今年も多摩シャルソンを大盛況のうちに終えることできました。
 2019年10月5日(土)10:00きっかりに聖蹟桜ヶ丘に集まった約30名ほどのシャルソンランナーがそれぞれ思い思いのルートで多摩の街を巡りました。多摩シャルソンを始めたのが2015年なので気がつけば5年間で4回の開催となっています。もともとは他のシャルソンに参加して、楽しかったので自分の街で開催してみたいと周りに話をしていたらいつの間にやら開催していたという感じでした。(ちょうどその時に、協力してくれる仲間がいたこともとっても大きい)

(※シャルソン:ソーシャルマラソンの略 決まっているのはスタートとゴールのみ。1日かけて自由に街を巡ってアフターパーティーで体験したことをシェアして一番面白い体験をした人が優勝というイベント。ご当地シャルソン協会が取りまとめをしている。多摩では2015年から開催し続けている。)

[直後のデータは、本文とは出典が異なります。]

PR #1681, opened 2019-06-14
[WIP] Add doc for analyzer diagnostics

legalcodes:
Staged:
https://jt-dartdev-1.firebaseapp.com/guides/diagnostics

Taken from [the sdk doc](https://github.com/dart-lang/sdk/blob/master/pkg/analyzer/tool/diagnostics/diagnostics.md).


domesticmouse:
Just to quickly check, is this a direct copy from the SDK repo, or do we need to make changes to the generator script?

legalcodes:
I copied this content directly from the sdk repo: https://github.com/dart-lang/sdk/blob/master/pkg/analyzer/tool/diagnostics/diagnostics.md

> do we need to make changes to the generator script?


I'll defer to Brian on that one.

src/_guides/diagnostics.md
```diff
@@ -0,0 +1,298 @@
...
+
+#### Example
+
+The following code generates this diagnostic:
+
+```dart
+var map = <String, int>{'a': 0, 'b': 1, !'c'!};
+```
+
+#### Common fixes
```
sfshaza2: -> Common fix  (make it singular, since there's only one fix)

src/_guides/diagnostics.md
```diff
@@ -0,0 +1,298 @@
...
+
+If the expression is intended to compute either a key or a value in an
+entry, fix the issue by completing the code:
```
sfshaza2: by completing the code:  =>  by replacing the expression with the key or the value. For example:

src/_guides/diagnostics.md
```diff
@@ -0,0 +1,298 @@
...
+#### Example
+
+The following code generates this diagnostic:
+
+```dart
+var m = <String, int>{'a': 0, 'b': 1};
+var s = <String>{...m};
+```
+
+#### Common fixes
```
sfshaza2: Common fixes => Common fix

src/_guides/diagnostics.md
```diff
@@ -0,0 +1,298 @@
...
+#### Description
+
+The analyzer produces this diagnostic when a set literal is found in code
+that has an SDK constraint whose lower bound is less than 2.2. Set literals
+were not supported in earlier versions, so this code won't be able to run
+against earlier versions of the SDK.
+
+#### Example
+
+In a package that defines SDK constraints in the `pubspec.yaml` file that
```
sfshaza2: defines SDK constraints in the `pubspec.yaml` file that have => 
defines the SDK constraint (in the `pubspec.yaml` file), with a lower bound of less than 2.2.

mit-mit:
I'm confused about what the checks in https://github.com/dart-lang/sdk/blob/master/pkg/analyzer/tool/diagnostics/diagnostics.md are, and how they are different from other analyzer messages, and lints. @bwilkerson can you clarify?

src/_guides/diagnostics.md
```diff
@@ -0,0 +1,298 @@
...
+```
+
+The list `b` can only be spread into a set, and the maps `a` and `c` can
+only be spread into a map, and the literal can't be both.
+
+#### Common fixes
+
+There are two common ways to fix this problem. The first is to remove all
+of the spread elements of one kind or the other, so that the elements are
+consistent. In this case, that likely means removing the list (and
```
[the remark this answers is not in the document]
bwilkerson: Done

src/_guides/diagnostics.md
```diff
@@ -0,0 +1,298 @@
...
+
+```dart
+union(Map<String, String> a, List<String> b, Map<String, String> c) =>
+    {...a, for (String s in b) s: s, ...c};
+```
+
+### ambiguous\_set\_or\_map\_literal\_either
+
+_This literal must be either a map or a set, but the elements don't have enough
+type information for type inference to work._
```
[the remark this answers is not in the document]
bwilkerson: Done

src/_guides/diagnostics.md
```diff
@@ -0,0 +1,298 @@
...
+
+#### Description
+
+Because map and set literals use the same delimiters (`‘{` and `}`), the
```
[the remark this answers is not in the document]
bwilkerson: Done

src/_guides/diagnostics.md
```diff
@@ -0,0 +1,298 @@
...
+analyzer looks at the type arguments and the elements to determine which
+kind of literal you meant. When there are no type arguments and all of the
+elements are spread elements (which are allowed in both kinds of literals)
+then the analyzer uses the types of the expressions that are being spread
+to decide. If all of the expressions have the type `Iterable`, then it's a
```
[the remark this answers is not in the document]
bwilkerson: Done

src/_guides/diagnostics.md
```diff
@@ -0,0 +1,298 @@
...
+set literal, if they all have the type `Map`, then it's a map literal.
```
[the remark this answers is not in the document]
bwilkerson: Done

src/_guides/diagnostics.md
```diff
@@ -0,0 +1,298 @@
...
+
+This diagnostic is produced when none of the expressions being spread has a
```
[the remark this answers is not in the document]
bwilkerson: Done

src/_guides/diagnostics.md
```diff
@@ -0,0 +1,298 @@
...
+```dart
+void f(C c) {
+  c.!m!();
+}
+```
+
+#### Common fixes
+
+The documentation for declarations that are annotated with `@deprecated`
+should have documentation to indicate what code to use in place of the
```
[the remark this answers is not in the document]
bwilkerson: Done

src/_guides/diagnostics.md
bwilkerson: Done

src/_guides/diagnostics.md
bwilkerson: Done

src/_guides/diagnostics.md
bwilkerson: Done

src/_guides/diagnostics.md
bwilkerson: Done

bwilkerson:
> I'm confused about what the checks in https://github.com/dart-lang/sdk/blob/master/pkg/analyzer/tool/diagnostics/diagnostics.md are, and how they are different from other analyzer messages, and lints. @bwilkerson can you clarify?

The file `diagnostics.md` doesn't define any diagnostics, it contains documentation intended to help users understand the existing diagnostics (errors, warnings, hints and lints) that analyzer already produces. As you know, sometimes users need more information than a single line of text can provide, and this is intended to be one way to get that information to our users.

The analysis server is now sending a URL as part of each diagnostic sent to the client (when a URL is available). In IntelliJ that URL is now being displayed as a clickable link that will open a browser on the docs. I haven't checked to see whether the same is being done in VSCode, but Danny is aware of this work and has plans to add support there as well (if it isn't already being done). I believe we intend to update DartPad, and we should update the command-line tool to display these URLs as well.

So far we have URLs for all of the lints that point to the pre-existing docs for them. (We might want to integrate the lint docs into this generated file, but that's lower priority in my mind than adding docs for diagnostics that don't yet have any.) This is the first set of non-lints that are being documented. After this file is published I can go back and add the URLs to analyzer so that they will also be sent to clients.

bwilkerson:
The CL to apply the requested changes is here: https://dart-review.googlesource.com/c/sdk/+/106120.

legalcodes:
@bwilkerson I've removed diagnostics from the side-nav

legalcodes:
@bwilkerson I have updated this doc w/ the latest changes from the sdk doc

bwilkerson:
This LGTM, but I'd be interested in hearing what @sfshaza2 thinks.

Still curious: Is there anything that needs to be done in order to allow us to gather analytics on the number of times each URL is followed to see documentation? That would be valuable information to help us understand when the messages need to be improved.

sfshaza2:
I haven't looked yet, but I will.

We have google analytics enabled for both flutter.dev and api.flutter.dev.

src/_guides/diagnostics.md
```diff
@@ -0,0 +1,298 @@
...
+{% endcomment -%}
+
+This page lists diagnostic messages produced by the Dart analyzer,
+with details about what those messages mean and how you can fix your code.
+For more information about the analyzer, see
+[Customizing static analysis](/guides/language/analysis-options).
+
+## Diagnostics
+
+The analyzer produces the following diagnostics for code that
```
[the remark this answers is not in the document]
sfshaza2: LOL, @bwilkerson.

src/_guides/diagnostics.md
```diff
@@ -0,0 +1,298 @@
...
+doesn't conform to the language specification or
+that might work in unexpected ways.
+
+### ambiguous\_set\_or\_map\_literal\_both
```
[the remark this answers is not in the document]
sfshaza2: Jon thought they were needed but they aren't. Could you remove them? (Makes searching harder, for example.)

src/_guides/diagnostics.md
```diff
@@ -0,0 +1,298 @@
...
+
+_This literal contains both 'Map' and 'Iterable' spreads, which makes it
```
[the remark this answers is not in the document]
sfshaza2: Oh! OK. I withdraw my objection.  :)

src/_guides/diagnostics.md
```diff
@@ -0,0 +1,298 @@
...
+    {...a, ...b, ...c};
+```
+
+The list `b` can only be spread into a set, and the maps `a` and `c` can
+only be spread into a map, and the literal can't be both.
+
+#### Common fixes
+
+There are two common ways to fix this problem. The first is to remove all
+of the spread elements of one kind or the other, so that the elements are
```
sfshaza2: or the other => or another

src/_guides/diagnostics.md
```diff
@@ -0,0 +1,298 @@
...
+
+The analyzer produces this diagnostic when a set literal is found in code
+that has an SDK constraint whose lower bound is less than 2.2. Set literals
+were not supported in earlier versions, so this code won't be able to run
+against earlier versions of the SDK.
+
+#### Example
+
+In a package that defines the SDK constraint (in the pubspec.yaml file),
+with a lower bound of less than 2.2.:
```
sfshaza2: This one's probably on me, but:

of less than 2.2.: => of less than 2.2. For example:

legalcodes: Done

src/_guides/diagnostics.md
legalcodes: Done

legalcodes:
I've removed the escape characters @sfshaza2

bwilkerson:
I have sent out a CL with the changes to the analyzer source and a re-generated file (https://dart-review.googlesource.com/c/sdk/+/106200). We should check to make sure that the generated file contains all the changes you made.

domesticmouse:
There was one missed fix in the PR. I've added it as a late review to your above CL. Thanks!

mit-mit:
> , it contains documentation intended to help users understand the existing diagnostics (errors, warnings, hints and lints) that analyzer already produces

That sounds very useful, thanks. But it wasn't super clear from the intro paragraph at the top of the page.

Also, would like to see this cross linked from the other Analyzer pages.

Perhaps @kwalrath can fine tune this a bit?

bwilkerson:
> But it wasn't super clear from the intro paragraph at the top of the page.

I'm happy to see it improved. Do you have suggestions for how to improve the introductory paragraph?

Also, my expectation is that users will arrive at the specific documentation they need by clicking on a link from their IDE or the command-line, and that almost nobody will want to just read the page. Hence, I'm not sure that (a) it will be confusing to users because of the context by which they arrived at the page or (b) that anyone will see the introductory paragraph. Of course, neither of those are intended to imply that I think it shouldn't be improved.

> Also, would like to see this cross linked from the other Analyzer pages.

I'd like to hold off on that until we have figured out a page structure that allows us to gather the analytics we need.

We might also want to wait until there's enough content here to make it more useful; we currently have documentation for about 1% of the diagnostics.

mit-mit:
> my expectation is that users will arrive at the specific documentation they need by clicking on a link from their IDE or the command-line

Ah. If so, I wonder if we should 1) keep the page as-is, but 2) remove the leftnav entry for it? cc @kwalrath

legalcodes:
We removed the leftnav entry for diagnostics before landing the PR.

mit-mit:
👍, everything is great, I'll be quiet now :-)

sfshaza2:
Also, another comment from the peanut gallery. This doc doesn't belong in
_guides. It's not a guide, it's a reference. Could you move the file?

legalcodes:
Shams and I just sat down at the dart.dev site together to come up with the
best place for this page, and it's hard to find a better spot than in Tools
> Static Analysis >. Given that it won't be a page that we expect people to
be looking for while browsing on dart.dev, we're fine with the current URL
for now. I agree that /guides/diagnostics feels just a little off, so if
anyone can recommend a better place, we're all for it. I just haven't found
a better spot yet.

Jon

legalcodes:
And if it wasn't clear from my last email, it just so happens that Tools >
Static Analysis > maps to /guides/ -- hence the /guides/diagnostics URL
we're currently using.

kwalrath:
About the language, I’m starting to agree with Shams that _diagnostics_ isn’t as clear as _diagnostic messages_. I think the meaning of _diagnostic(s)_ is broader than just messages, so it’s good to clarify.

A [Google search for diagnostics](https://www.google.com/search?q=diagnostics) comes up with _diagnostic_, which has the expanded definition of “a program or routine that helps a user to identify errors.”

Google docs don’t typically use “diagnostic(s)” as a noun, except in API names, where they often represent a collection of diagnostic information. The docs usually use “diagnostic(s)” as an adjective modifying “data”, “information”, “output”, “resources”, or “exception”. (See [diagnostics](https://developer.android.com/s/results/?q=diagnostics) in Android docs and [diagnostics](https://developers.google.com/s/results/?q=diagnostics&p=%2F)/[diagnostic](https://developers.google.com/s/results/?q=diagnostic&p=%2F) in other Google docs.

Finally, the [wikipedia page for error message](https://en.wikipedia.org/wiki/Error_message) doesn’t have the string “diagnos” at all.

bwilkerson:
> I’m starting to agree with Shams that _diagnostics_ isn’t as clear as _diagnostic messages_.

And yet, as I pointed out before https://www.dictionary.com/browse/diagnostic defines "diagnostic" exactly the way I'm using it. Also, see https://microsoft.github.io/language-server-protocol/specification which also uses "diagnostic" in the same way. I think it's the way the vocabulary is going, not necessarily where it's been in the past, which might explain why search isn't finding many uses of this definition.

> I think the meaning of _diagnostic(s)_ is broader than just messages ...

I agree. Each diagnostic has a message associated with it, but a diagnostic is bigger than the message.

I suppose it's kind of a fine line, but I think of what we're doing as explaining the diagnostics (why they are produced and what can be done in response to them) rather than what the messages mean. We happen to be including the messages in order to make it easier for users to know that they're looking at the right docs, but that doesn't mean that it's the message that's being documented.

kwalrath:
> > I’m starting to agree with Shams that _diagnostics_ isn’t as clear as _diagnostic messages_.
> 
> …Also, see https://microsoft.github.io/language-server-protocol/specification which also uses "diagnostic" in the same way.

You could argue that that’s in the context of the Diagnostic interface, so it fits the API name case I mentioned. In general, that page seems to use the jargon that tool authors use, not that ordinary programmers use. Our page is aimed at the latter.

> I think it's the way the vocabulary is going, not necessarily where it's been in the past, which might explain why search isn't finding many uses of this definition.

Dictionaries aside, I conducted my usage search in Google tech docs, which _do_ set the precedent that we should follow, if possible.

> > I think the meaning of _diagnostic(s)_ is broader than just messages ...
> 
> I agree. Each diagnostic has a message associated with it, but a diagnostic is bigger than the message.
> 
> I suppose it's kind of a fine line, but I think of what we're doing as explaining the diagnostics (why they are produced and what can be done in response to them) rather than what the messages mean. We happen to be including the messages in order to make it easier for users to know that they're looking at the right docs, but that doesn't mean that it's the message that's being documented.

I still feel like “Diagnostics” as a page title is not as helpful as it could be. When we add it to the sidenav, people won’t know what it really means — diagnostic tools? tips for diagnosing issues? a complete list of diagnostic messages? A more helpful title (though probably too long) might be something like ”Diagnosing and fixing analysis issues”.

Within the page we should still err on the side of clarity, since people might never see the top of the page or the glossary.

bwilkerson:
> I still feel like “Diagnostics” as a page title is not as helpful as it could be. When we add it to the sidenav, people won’t know what it really means ...

That's true; I wasn't thinking about the title in isolation. I would be good to scope the page to the analyzer (the CFE doesn't produce the same diagnostics). Perhaps something as short as "Analyzer Diagnostics" or the slightly longer "Analyzer Diagnostic Messages".

> Within the page we should still err on the side of clarity, since people might never see the top of the page or the glossary.

I agree. At the end of the day what matters is whether these docs bring value to users.

I would have expected that use of "diagnostic" would have been fairly clear from context ("The analyzer produces this diagnostic when ..."), but you know better than I.

bwilkerson:
> When we add it to the sidenav, people won’t know what it really means ...

Are we planning on adding this to the sidenav? My working hypothesis was that users would only want to find the page as a result of traversing one of the URLs that we return. This really doesn't feel like the kind of page anyone would want to read unless they were looking for information about a specific diagnostic.

PR #1683, opened 2019-06-14
Run Dart 2.3.2 dartfmt

mit-mit:


sfshaza2:
Of course, this PR primarily looks fine. The only possible issue, is that we often run dartfmt with a maximum line length of 70 (or so) to avoid having the example code wrap when displayed on the site. Are we sure that this was not going on here?

Otherwise, LGTM.  :)

mit-mit:
I ran it with the default line length. Is that not what we usual do?

sfshaza2:
You'd have to check with Kathy for recent info, but we used to run it with
a default line length of 70, otherwise the code often wrapped in those code
blocks. But things may have changed.

johnpryan:
Is this still necessary now that we've upgraded to 2.4?

mit-mit:
Yes, see: https://travis-ci.org/dart-lang/site-www/jobs/551280797

But I think we can wait until @kwalrath is back to answer the line length question

sfshaza2:
Agreed. This isn't urgent..

kwalrath:
We don’t run dartfmt directly… instead, we use `tool/dartfmt.sh`. When I run that, I see only one diff. I’m looking into it now…

kwalrath:
Only one file needs to change due to dartfmt. I’ve fixed that in #1717.

PR #1685, opened 2019-06-15
Fix links

mit-mit:


mit-mit:
TBR @kwalrath 

I'm curious why the build passed on these? https://travis-ci.org/dart-lang/site-www/builds/546092678

kwalrath:
We don’t fail the build on external links (unlike flutter.dev, which fails all the time when an external page goes bad).

What we should do is have a test that checks external links but is allowed to fail. That way we’ll catch these kinds of things without making our site more vulnerable to external factors.

PR #1686, opened 2019-06-15
Fix another core lib link

mit-mit:


mit-mit:
TBR @kwalrath 

This was also broken. Is the link checked actually working?

PR #1688, opened 2019-06-16
Fix content-container on mobile breakpoint (479px)

Arhell:
#1689


johnpryan:
Ditto - I've included this change in #1692 - Could you go there and sign the CLA? Thanks for filing an issue and providing a fix!

PR #1690, opened 2019-06-17
Updating banner for 2.4.0

sfshaza2:
Staged:  https://sz-www-1.firebaseapp.com/guides

PR #1693, opened 2019-06-17
Revert "Updating banner for 2.4.0"

mit-mit:
Reverts dart-lang/site-www#1690


mit-mit:
Reverting, 2.4 is not out yet

PR #1703, opened 2019-06-26
use 960px max width for all content

johnpryan:
Adding a limit to the width of content is more readable for people with larger screen resolutions. Here's a before and after:

Screen Shot 2019-06-26 at 12 04 02 PM

Screen Shot 2019-06-26 at 12 03 34 PM

### DIFF
--- a/src/_assets/css/main.scss
+++ b/src/_assets/css/main.scss
@@ -250,8 +250,9 @@ img {
 
   > article {
     > .content {
-      padding-left: 5%;
-      padding-right: 8%;
+      max-width: 960px;
+      margin-left: auto;
+      margin-right: auto;
       padding-top: $top-content-padding;
     }
 


src/_assets/css/main.scss
```diff
@@ -250,8 +250,9 @@ img {
 
   > article {
     > .content {
-      padding-left: 5%;
-      padding-right: 8%;
+      max-width: 960px;
```
sfshaza2: My concern about this approach, John, is what about mobile?

johnpryan:
Deployed this to firebase here: https://ryjohn-test.firebaseapp.com/guides/libraries/library-tour

johnpryan:
here's some screenshots from Chrome's mobile device emulator:

Screen Shot 2019-07-02 at 1 56 36 PM
Screen Shot 2019-07-02 at 1 56 57 PM

PR #1704, opened 2019-06-27
Roll Dart to 2.4

mit-mit:


mit-mit:
Merging; travis issues are related to formatting checks, which has a different PR for when Kathy is back

PR #1974, opened 2019-10-04
Slightly subdue the analyzer error formatting

kwalrath:
I found myself expecting a mouseover or click to do something.
This change removes the yellow background and moves up the
dashed line a bit to compensate.

Before:
image

After:
image


chalin:
I did consider added a tooltip popup there, but that's for another day maybe :).
I kinda liked the standard yellow highlight, but your changes do make it look a bit cleaner.

PR #1979, opened 2019-10-04
Fix issue in shared-pkgs tutorial

wang-ories:
Update Pub site reference.


wang-ories:
@googlebot I signed it!

Issue #1966, opened 2019-10-01
More information in web tutorials (Connect dart with html)


wang-ories:
When editing the HTML source code in this tutorial, https://dart.dev/tutorials/web/low-level-html/connect-dart-html#create-html, the checkbox **Show web content** is not checked by default. The **HTML**, at the upper left of DartPad is not visible. 
**This can be an issue for new dev in Dartpad environment only.**
A little precision in this section can be more helpful.

dhanushuUzumaki:
Hello @kwalrath Can I take this up? Will it be good to have **show web content** enabled by default? https://github.com/dart-lang/dart-pad/blob/0b4156655fc07d18b0ee4f45bfe2e7005ba80e92/web/index.html#L133

Regards,
Dhanushu A P

wang-ories:
Someone already fixing this? I think we can just notify the user to verify that **Show web content** is checked. For those who are familiar with dartpad it is not an issue.

kwalrath:
Sorry for the delay. Since @dhanushuUzumaki asked to handle this, I'll give him first crack.

I think we need to add a new step in the "Create a new Dart app" that explicitly tells the reader to make sure that **Show web content** is selected.

If there's a way to select it automatically, all the better, but I think it's good to make sure that they know that that checkbox needs to be selected.

dhanushuUzumaki:
@kwalrath So I have to Add an explicit message to let the users know they have to enable show web content (https://github.com/dart-lang/site-www/blob/master/src/_tutorials/web/low-level-html/connect-dart-html.md#create-a-new-dart-app-create-dart-app) and also enable it by default. Please let me know if I am misinterpreting this.

Regards,
Dhanushu A P

kwalrath:
That sounds right to me, @dhanushuUzumaki.

PR #1980, opened 2019-10-05
Patch #1966

dhanushuUzumaki:


kwalrath:
@wang-ories or @dhanushuUzumaki, did you have a way to select the checkbox by default?

wang-ories:
@kwalrath  I already saw a similar way where the  the checkbox is selected  by default.

dhanushuUzumaki:
@kwalrath The change needs to be done in dart-pad. I raise a PR today.

dhanushuUzumaki:
@kwalrath I made the change to show it by default. But there is already a check which shows the web content by default if the gist has any web content. Do we want to override this behavior and show web content no matter the gist contains one or not?

kwalrath:
> @kwalrath I made the change to show it by default. But there is already a check which shows the web content by default if the gist has any web content. Do we want to override this behavior and show web content no matter the gist contains one or not?

Nope, by default we shouldn't show web content unless there's an HTML file.

dhanushuUzumaki:
> > @kwalrath I made the change to show it by default. But there is already a check which shows the web content by default if the gist has any web content. Do we want to override this behavior and show web content no matter the gist contains one or not?
> 
> Nope, by default we shouldn't show web content unless there's an HTML file.

This functionality is already in. So for the scope of #1966 I think adding this message will be enough.

PR #1987, opened 2019-10-08
Fix homepage layout on very wide screens

### LINKED ISSUE #1969: homepage looks bad when window is very wide
URL: https://dart.dev

@mit-mit noticed that when you have a large monitor and maximize the window, you end up with the homepage flowing to the full width, and the "proof points" looking very enlarged.

The designer says that we should limit the max-height to 644px, and allow for empty space on each side rather than scaling the images to the width of the container. Here's a mockup:

image

@johnpryan would this be easy to fix?

johnpryan:
also disable text selection in the bulleted info sections

staged: https://jr-dartlang-1.firebaseapp.com

closes #1969

### DIFF
--- a/src/_assets/css/_dash.scss
+++ b/src/_assets/css/_dash.scss
@@ -1,3 +1,11 @@
+// Homepage styles
+
+// Sizes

 今年のシャルソンで良かったことは、参加者ひとりひとりにアフターパーティーの場で一日の出来事や感想をきちんときちんとシェアできたところだったと思う。パーティーの場でワイワイガヤガヤ個別に騒ぐのもいいけれど、ゴール(シャルソンの場合はゴールタイムではなく一日街を走ることを通して体験すること)に至った体験をみんなでシェアして街の場所としての良さ、そこで営んでいる人々の良さをランナーを通して再発見できることが重要だと考えている。また、アフターパーティーだけでなく走っている最中に出会う人々との交流もとても大切。そこがないとソーシャルではないからね。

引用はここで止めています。